PR #51, opened 2026-03-25
Prettier (error) logging

Max13245:
Adds several styling features:
- Print packages alphabetically in the list command
- Add debug errors, so there aren't too many (unnecessary) errors.
- Create more detailed logging in the install and uninstall methods.
- Add success message to link, unlink, update, install and uninstall commands.
- A verbose mode for the build, so build logging is only done with it enabled. It now has a spinner.

Small bugfix:
- An (un)install with multiple packages should have at least one package argument, this is now enforced.

Small feature:
- Duplicates are now not allowed anymore in the (un)install package arguments.

### DIFF
--- a/src/cli/commands/install.rs
+++ b/src/cli/commands/install.rs
@@ -49,6 +49,7 @@ impl HandleCommand for InstallArgs {
             let mut duplicate_string = String::new();
             for duplicate in duplicates {
                 duplicate_string.push_str(&duplicate.to_string());
+                duplicate_string.push(' ');
             }
 
             error!(msg: "Duplicate package arguments are not allowed. The following duplicates were found: {duplicate_string}");
@@ -80,8 +81,9 @@ impl HandleCommand for InstallArgs {
 
         // Install all packages
         for package_id in &self.packages {
-            if let Err(error) = installer.install(&package_id) {
-                error!(error, "Cannot install package {package_id}");
+            match installer.install(&package_id) {
+                Ok(installed_package) => println!("Successfully installed {installed_package}"),
+                Err(error) => error!(error, "Cannot install package {package_id}"),
             }
         }
 
--- a/src/cli/commands/install.rs
+++ b/src/cli/commands/install.rs
@@ -1,3 +1,5 @@
+use std::process::exit;
+
 use clap::Args;
 
 use crate::{
@@ -6,7 +8,7 @@ use crate::{
     installer::{InstallType, Installer, InstallerOptions, types::OptionalPackageId},
     repositories::manager::RepositoryManager,
     storage::package_register::PackageRegister,
-    utils::unwrap_or_exit::UnwrapOrExit,
+    utils::{duplicates, unwrap_or_exit::UnwrapOrExit},
 };
 
 /// Installs the specified packages, if a version is given that version will be installed,
@@ -41,6 +43,18 @@ pub struct InstallArgs {
 
 impl HandleCommand for InstallArgs {
     fn handle(&self) {
+        // Check for duplicates, because installing twice will result in a confusing error
+        let duplicates = duplicates::get_duplicates(&self.packages);
+        if !duplicates.is_empty() {
+            let mut duplicate_string = String::new();
+            for duplicate in duplicates {
+                duplicate_string.push_str(&duplicate.to_string());
+            }
+
+            error!(msg: "Duplicate package arguments are not allowed. The following duplicates were found: {duplicate_string}");
+            exit(1);
+        }
+
         let config = Config::from(&Config::get_default_path()).unwrap_or_exit_msg("Cannot load config", 1);
         let manager = RepositoryManager::new(&config);
         let register_dir = PackageRegister::get_default_path(&config);
@@ -63,7 +77,6 @@ impl HandleCommand for InstallArgs {
         let mut installer = Installer::new(&config, &mut register, &manager, installer_options);
 
         // TODO: Check if this exists as an external package (possibly leading to conflicts) (if so, add to external packages)
-        // TODO: check for duplicate packages in Vec
 
         // Install all packages
         for package_id in &self.packages {
--- a/src/cli/commands/install.rs
+++ b/src/cli/commands/install.rs
@@ -15,7 +15,7 @@ use crate::{
 #[derive(Args, Debug)]
 pub struct InstallArgs {
     /// The name of the packages to install, with an optional version specified with NAME@VERSION
-    #[arg(num_args(0..))]
+    #[arg(required = true)]
     pub packages: Vec<OptionalPackageId>,
 
     /// True to build from source locally, false to use a prebuild version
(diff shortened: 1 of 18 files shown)


src/cli/commands/install.rs
```diff
@@ -6,13 +8,13 @@ use crate::{
...
     storage::package_register::PackageRegister,
-    utils::unwrap_or_exit::UnwrapOrExit,
+    utils::{duplicates, unwrap_or_exit::UnwrapOrExit},
 };
 
 #[derive(Args, Debug)]
 pub struct InstallArgs {
     /// The name of the packages to install, with an optional version specified with NAME@VERSION
-    #[arg(num_args(0..))]
+    #[arg(required = true)]
```
BraveChicken1, line 20:
```suggestion
    #[arg(num_args(1..))]
```

src/cli/commands/uninstall.rs
```diff
@@ -6,18 +8,31 @@ use crate::{
...
-    utils::unwrap_or_exit::UnwrapOrExit,
+    utils::{duplicates, unwrap_or_exit::UnwrapOrExit},
 };
 
 #[derive(Args, Debug)]
 pub struct UninstallArgs {
-    /// The name of the packages to install, with an optional version specified with NAME@VERSION
-    #[arg(num_args(0..))]
+    /// The names of the packages to install, with an optional version specified with `<name>[@version]`.
+    #[arg(required = true)]
```
BraveChicken1, line 20:
```suggestion
    #[arg(num_args(1..))]
```

src/cli/display/reader.rs
```diff
@@ -11,10 +11,10 @@ pub struct ReaderWithProgress<R: Read + Seek> {
 
 impl<R: Read + Seek> ReaderWithProgress<R> {
     /// Creates a new reader with a progress bar.
-    pub fn new(reader: R, size: u64) -> Self {
+    pub fn new(reader: R, size: u64, prefix: String) -> Self {
```
BraveChicken1:
```suggestion
    pub fn new(reader: R, size: u64, bar_prefix: String) -> Self {
```

src/installer/installer.rs
```diff
@@ -200,7 +205,7 @@ impl<'a> Installer<'a> {
             scripts::download_script(self.repository_manager, &script_path, &package_id.name, &install_meta.repository_id)?;
         if let Some(script_file) = downloaded_script {
             let script_data = ScriptData::new(&script_file, &install_directory, &version_meta.version, self.config, &script_args);
-            scripts::run_pre_script(&script_data, &install_directory)?;
+            scripts::run_pre_script(&script_data, &install_directory, self.options.verbose)?;
```
BraveChicken1: We probably want some output from preinstall, postinstall and uninstall scripts. These could be used to perform tasks that need user input or notify the user about things. We would then need the output. We could create a `PACKIT_VERBOSE` environment variable to allow the script to filter the output correctly.

src/installer/installer.rs
```diff
@@ -433,28 +447,34 @@ impl<'a> Installer<'a> {
...
 
             if let Some(newest) = other_versions.last() {
+                println!("Set active package to version `{}`", newest.package_id);
                 Symlinker::new(self.config).set_active(self.register, &newest.package_id.clone(), installed_package.symlinked)?;
             }
         }
 
         // Delete the determined directory
+        if let Some(directory) = directory.to_str() {
+            debug!("Remove the package directory: {directory}");
```
```suggestion
            debug!("Removing the package directory: {directory}");
```

src/installer/installer.rs
```diff
@@ -433,28 +447,34 @@ impl<'a> Installer<'a> {
...
+        }
         self.remove_dir_all(&directory, &package_id.name)?;
 
-        // Remove package from installed package toml
-        self.register.remove_package_version(package_id);
+        // Remove package from the register
+        debug!("Remove {package_id} from the package register");
```
```suggestion
        debug!("Removing {package_id} from the package register");
```

src/installer/installer.rs
```diff
@@ -469,6 +489,7 @@ impl<'a> Installer<'a> {
         let directory = self.config.prefix_directory.join("packages").join(&package_name);
 
         // Remove active path symlink
+        debug!("Unlink the active path");
```
```suggestion
        debug!("Unlinking the active path");
```

src/installer/installer.rs
```diff
@@ -478,25 +499,32 @@ impl<'a> Installer<'a> {
         // Check if package was symlinked
         if let Some(package) = self.register.get_package(package_name) {
             if package.symlinked {
+                debug!("Unlink '{package_name}'");
```
```suggestion
                debug!("Unlinking '{package_name}'");
```

src/installer/installer.rs
```diff
@@ -478,25 +499,32 @@ impl<'a> Installer<'a> {
...
+        for package_version in &installed_versions {
             // Load source repository
             let repository = Repository::new(&package_version.source_repository_url, &package_version.source_repository_provider);
 
             // Run uninstall script
             self.run_uninstall_script(&repository, &package_version.package_id, &directory)?;
         }
 
+        if let Some(directory) = directory.to_str() {
+            debug!("Remove the package directory: {directory}");
```
```suggestion
            debug!("Removing the package directory: {directory}");
```

src/installer/installer.rs
```diff
@@ -478,25 +499,32 @@ impl<'a> Installer<'a> {
...
+        }
         self.remove_dir_all(&directory, package_name)?;
 
+        let uninstalled = installed_versions.iter().map(|p| p.package_id.clone()).collect();
+
         // Delete the installed package from toml
+        debug!("Remove {package_name} from the package register");
```
```suggestion
        debug!("Removing {package_name} from the package register");
```

src/installer/unpack.rs
```diff
@@ -47,12 +47,13 @@ impl ArchiveExtension {
 }
 
 // Unpacks files and saves them to the provided destination directory
-pub fn unpack<P: AsRef<Path>>(extension: ArchiveExtension, bytes: Bytes, destination_directory: P) -> Result<()> {
+pub fn unpack<P: AsRef<Path>>(package: String, extension: ArchiveExtension, bytes: Bytes, destination_directory: P) -> Result<()> {
```
BraveChicken1:
```suggestion
pub fn unpack<P: AsRef<Path>>(package: &PackageName, extension: ArchiveExtension, bytes: Bytes, destination_directory: P) -> Result<()> {
```

BraveChicken1 (changes requested):
Looks good overall!

src/cli/commands/install.rs
Max13245: num_args(1..) doesn't work for some reason, so I used required instead. I think it only works when the field is a flag. I'm not sure if this is the intended behaviour or a bug.

src/installer/installer.rs
Max13245: This might actually also be the case for the install script itself. A `PACKIT_VERBOSE` environment variable could work, this would mean we need to be careful with consistent logging throughout all scripts.

BraveChicken1: Yes, but we can enforce that through the core repository.

Max13245: Yes, I agree, I just mean that in that case it's more distributed and not managed at one place anymore. Which is what we need in this case, but it would mean we need to be a bit careful that it's the same across the entire core repository.

BraveChicken1 (approved):

PR #55, opened 2026-04-01
Add util checksum command

BraveChicken1:
This PR adds the `util checksum` command, calculating the checksum of a file at a given url.

### DIFF
--- a/src/cli/commands/util.rs
+++ b/src/cli/commands/util.rs
@@ -1,0 +1,68 @@
+use std::process::exit;
+
+use clap::Subcommand;
+use reqwest::Url;
+
+use crate::{
+    cli::{
+        commands::HandleCommand,
+        display::{Spinner, logging::error},
+    },
+    repositories::types::Checksum,
+};
+
+/// Provides several utils for advanced users.
+#[derive(Subcommand, Debug)]
+pub enum UtilArgs {
+    /// Calculates the checksum for the file at the given url
+    Checksum {
+        /// The url to request the file from
+        url: Url,
+    },
+}
+
+impl HandleCommand for UtilArgs {
+    /// Handles the util command.
+    fn handle(&self) {
+        match self {
+            Self::Checksum { url } => self.handle_checksum(url),
+        }
+    }
+}
+
+impl UtilArgs {
+    fn handle_checksum(&self, url: &Url) {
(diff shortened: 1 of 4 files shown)


src/cli/commands/util.rs
```diff
@@ -0,0 +1,68 @@
...
+        /// The url to request the file from
+        url: Url,
+    },
+}
+
+impl HandleCommand for UtilArgs {
+    /// Handles the util command.
+    fn handle(&self) {
+        match self {
+            Self::Checksum { url } => self.handle_checksum(url),
```
Max13245, line 29: Do we maybe also want to except PackageId as input? Would be really helpful if a certain url can't be reached/is not working at that time.

src/cli/commands/util.rs
```diff
@@ -0,0 +1,68 @@
...
+            Ok(response) => response,
+            Err(e) => {
+                spinner.stop();
+                error!(e, "Unable to request file");
+                exit(1);
+            },
+        };
+
+        if !response.status().is_success() {
+            spinner.stop();
```
Max13245: Maybe instead of doing a stop. Do a finish, but with the following text:
"Downloading file xyz unsuccessful"

Especially useful if we want to support PackageId input.

src/cli/commands/util.rs
```diff
@@ -0,0 +1,68 @@
...
+            Err(e) => {
+                spinner.stop();
+                error!(e, "Unable to get file bytes");
+                exit(1);
+            },
+        };
+
+        let checksum = Checksum::from_bytes(&bytes);
+
+        spinner.finish(format!("Found checksum {}", checksum.to_string()));
```
Max13245: I think the spinner should show content from the spinner, so: "Downloading xyz" and then "Downloading xyz successful". This clearly shows what's going on. This would also be more consistent with the rest of the repo.

Max13245 (commented):
Looks good overall. Do we maybe want to put util in a separate module? Or do we want to wait with that until there are more command utils?

src/cli/commands/util.rs
BraveChicken1: How would accepting PackageId as input work? Do you want to then fetch the url from the package metadata?

Max13245 (approved):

++++++++++++++++++++

__WHAT YOU WILL DO__
Return every line from the entries that holds the string "HandleCommand".

__REPLY__
@@ -49,6 +49,7 @@ impl HandleCommand for InstallArgs {
@@ -80,8 +81,9 @@ impl HandleCommand for InstallArgs {
 impl HandleCommand for InstallArgs {
@@ -63,7 +77,6 @@ impl HandleCommand for InstallArgs {
+        commands::HandleCommand,
+impl HandleCommand for UtilArgs {
+impl HandleCommand for UtilArgs {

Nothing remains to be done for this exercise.